Louis Jordan & His Tympany Five singles chronology
| "Boogie Woogie Blue Plate" (1947) | "Early in the Mornin'" (1947) | "Barnyard Boogie" (1948) |

= Early in the Mornin' (Louis Jordan song) =

1947 song by Louis Jordan

"Early in the Mornin'" or "'Early in the Morning" is a song that was recorded by Louis Jordan and His Tympany Five in 1947. It is an early example of a blues which incorporates Afro-Cuban rhythms and percussive instruments. "Early in the Mornin'" became a hit, reaching number three in Billboard magazine's Race Records chart.

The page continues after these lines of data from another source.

PR #383, opened 2021-08-20
added support for ceilings with texture

xiyuoh:
Signed-off-by: xiyuoh <ohxiyu@gmail.com>

### Implemented feature

This PR follows #343 to add ceilings with texture to simulation environments. The ceiling is generated by writing an additional OBJ file to the meshes. 

Additional floor parameters are now available in the traffic-editor GUI for users to customise their environments:
- `indoor`: enter 1 or 0 to indicate whether the environment is indoors. If 1, a polygon with the same shape as the floor space will be added.
- `ceiling_texture`: applies texture to ceiling from URLs
- `ceiling_scale`: applies scaling to ceiling texture

Implemented ceilings are only visible from within the indoor space; from the bird-eye view, users can still see the interior of the environment without the ceilings blocking.

Example:
Screenshot from 2021-08-20 12-07-09
Screenshot from 2021-08-20 14-10-07

### DIFF
--- a/rmf_building_map_tools/building_map/floor.py
+++ b/rmf_building_map_tools/building_map/floor.py
@@ -21,6 +21,7 @@ class Floor:
         self.vertex_indices = []
         self.vertices = []
         self.thickness = 0.1
+        self.wall_height = 2.5
         if 'vertices' in yaml_node and yaml_node['vertices'] is not None:
             self.vertex_indices = [i for i in yaml_node['vertices']]
 
@@ -28,6 +29,10 @@ class Floor:
         if 'parameters' in yaml_node and yaml_node['parameters']:
             for param_name, param_yaml in yaml_node['parameters'].items():
                 self.params[param_name] = ParamValue(param_yaml)
+
+        self.indoor = 0
+        if 'indoor' in self.params:
+            self.indoor = self.params['indoor'].value
 
     def to_yaml(self):
         y = {}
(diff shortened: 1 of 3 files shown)


luca-della-vedova:
Thanks for the PR! I think we would want to support different set of PBR textures for the floor and its matching ceiling, for example a ceiling might have an `emissive` map (to model lights) while the floor wouldn't, and maybe the floor would have a `roughness` map while the ceiling wouldn't (for example for a concrete floor).
From a quick glance it seems that this use case is not supported, I think it's OK not to have it in the `traffic_editor` GUI but it should be supported at least at the yaml level. An example of how PBR textures are implemented currently for floors is documented in #345 while the example yaml is [here](https://github.com/login/oauth/authorize?client_id=7e0a3cd836d3e544dbd9&redirect_uri=https%3A%2F%2Fgist.github.com%2Fauth%2Fgithub%2Fcallback%3Freturn_to%3Dhttps%253A%252F%252Fgist.github.com%252Fluca-della-vedova%252F846103f59f0190dd3de59840052f49fe&response_type=code&state=01e15a656a67d2c895a67fe243b141b711d2c7875d44525cb5efc392e637772c).
A possible implementation would be to have parameters such as `ceiling_roughness_map`, `ceiling_emissive_map` etc.

xiyuoh:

Jordan and his band later performed the song in the 1949 film Look Out Sister. It served as inspiration for James Brown and Chuck Berry. Various artists have recorded renditions of "Early in the Mornin'", often spelled as "Early in the Morning" (not to be confused with the earlier Sonny Boy Williamson I song "Early in the Morning").

==Original song==
"Early in the Mornin'" has the structure of a twelve-bar blues with a strong rhythmic element. It is credited to Jordan, Tympany Five bassist Dallas Bartley, and Leo Hickman and has been variously described as a rumba, a samba, a calypso-influenced song, and a "Caribbean-flavoured number". As with many Jordan songs, it also has a comic element. The song begins with Latin-style percussion and Jordan calls out "Hey Pedro! ... Where is Lolito?" After a twelve-bar piano solo intro, Jordan's vocal begins:

It's early in the mornin' and I can't get right
Cause I had a date with my baby last night
Now it's early in the morning ...
And I ain't got nothin' but the blues

Backing Jordan on vocal and alto sax are Wild Bill Davis on piano, Bartley on bass, and Christopher Columbus on drums. Percussion is provided by band members Aaron Isenhall, Eddie Johnson, and Carl Hogan.

==Look Out Sister==

Poster for the 1949 Louis Jordan film Look Out Sister

Louis Jordan recorded a second version of "Early in the Mornin'" in 1949 for Look Out Sister "a sixty-seven-minute picture that featured Louis as a musical cowboy". His performance of the song was filmed in front of a U.S. southwestern-style ranch house with the band dressed in 1940s Hollywood cowboy garb. In his autobiography, James Brown recalled seeing Jordan's films when he was young and was inspired by the showmanship of performances such as "Early in the Mornin'" and especially "Caldonia".